Tierney flags the decision to introduce two ITV-friendly hosts in AJ Odudu and Will Best, along with playing with the design of the iconic house, which has moved from Hertfordshire to London. Tierney describes it as “the best Big Brother UK house ever and potentially one of the best anywhere in the world.”

The team has also learned from the flood of international versions that have launched in the five-year interim period, according to Manley, who points to successful iterations in the likes of The Netherlands, Mexico and Australia, along with the evergreen Big Brother U.S. on CBS.

Initial was particularly inspired by the pre-recorded Australian version, which influenced the casting and voiceover on the upcoming Big Brother UK.

Russell Brand

The industry was rocked a fortnight ago by the Russell Brand allegations, some of which date back to his time hosting Big Brother’s Big Mouth in the mid-noughties, and both Banijay and Channel 4 have launched investigations. Brand denies criminal wrongdoing and says all relationships were consensual.

While neither Manley nor Tierney worked on Big Mouth, the former says broadcasters and indies need to “look at what processes they had in place and rigorously examine the way in which they work.”
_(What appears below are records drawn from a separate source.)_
PR #4465, opened 2025-11-05
Cleanup the version package

StephenButtolph:
## Why this should be merged

1. Removes an interface
2. Replaces an `error` with a `bool`
3. Generally simplifies some code
4. Removes `Semantic`
5. Removes duplicate function `Before`

## How this works

A cleanup that I factored out of my wip of the version logging work.

## How this was tested

CI

No

### DIFF
--- a/version/application.go
+++ b/version/application.go
@@ -21,8 +21,6 @@ type Application struct {
 	str         string
 }
 
-// The only difference here between Application and Semantic is that Application
-// prepends the client name rather than "v".
 func (a *Application) String() string {
 	a.makeStrOnce.Do(a.initString)
 	return a.str
@@ -36,10 +34,6 @@ func (a *Application) initString() {
 		a.Minor,
 		a.Patch,
 	)
-}
-
-func (a *Application) Before(o *Application) bool {
-	return a.Compare(o) < 0
 }
 
 // Compare returns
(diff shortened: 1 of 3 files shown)


version/application.go
```diff
@@ -42,27 +38,21 @@ func (a *Application) initString() {
...
-func (a *Application) Compatible(o *Application) error {
-	switch {
-	case a.Major > o.Major:
-		return errDifferentMajor
-	default:
-		return nil
-	}
-}
-
 func (a *Application) Before(o *Application) bool {
```
joshua-kim: I feel like we could even get rid of this function too since we already have `Compare`

version/version.go
```diff
@@ -24,35 +25,37 @@ type Semantic struct {
...
 }
 
 // The only difference here between Semantic and Application is that Semantic
 // prepends "v" rather than the client name.
 func (s *Semantic) String() string {
-	strIntf := s.str.Load()
-	if strIntf != nil {
-		return strIntf.(string)
-	}
+	s.makeStrOnce.Do(s.initString)
```
joshua-kim: Do we actually use this in a concurrent context? Wondering if we can just do a simple if not nil check instead

version/application.go
joshua-kim, line 1: I remember thinking this at some point in the past but I don't remember the answer... is there a reason we re-use the `Semantic` code to implement `Application`? It feels like we could define some prefix for `Semantic`'s string representation to reduce a bit of duplicate code...

alarso16 (approved):

version/application.go
alarso16: Yeah that does seem unnecessary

The pair stress how seriously they have taken the welfare of contestants on the new Big Brother, with various codes of conduct and aftercare regimes in place that already apply to other ITV shows such as Love Island.

“Everyone used to know what Big Brother was but it’s been off air for five years so we wanted to make sure [contestants] understand what the show entails,” adds Manley. “Life in the house is really challenging – you are cut off from the outside world, your phone and the internet. It can be very boring at times and no one can predict what it will be like coming out of there.”

The British TV industry is “in a different place” since Brand allegedly committed some of his acts, Tierney says, and “duty of care and welfare of contributors is now as important as any other element of the show.”

The pressure is on for Tierney, whose boss Paul Mortimer told the Edinburgh TV Festival “this is just the start so watch this space” as he unveiled a second season prior to the first’s launch.

ITV isn’t targeting a specific rating as a measure of success but will be closely examining the degree to which Big Brother “makes a noise,” Tierney says.

“You don’t stand up a show like Big Brother with the thought that you might do a series, see how it goes and then maybe not do another,” he concludes.

“Hopefully on launch night people will look at the show and say ‘OK they are not messing around here’.”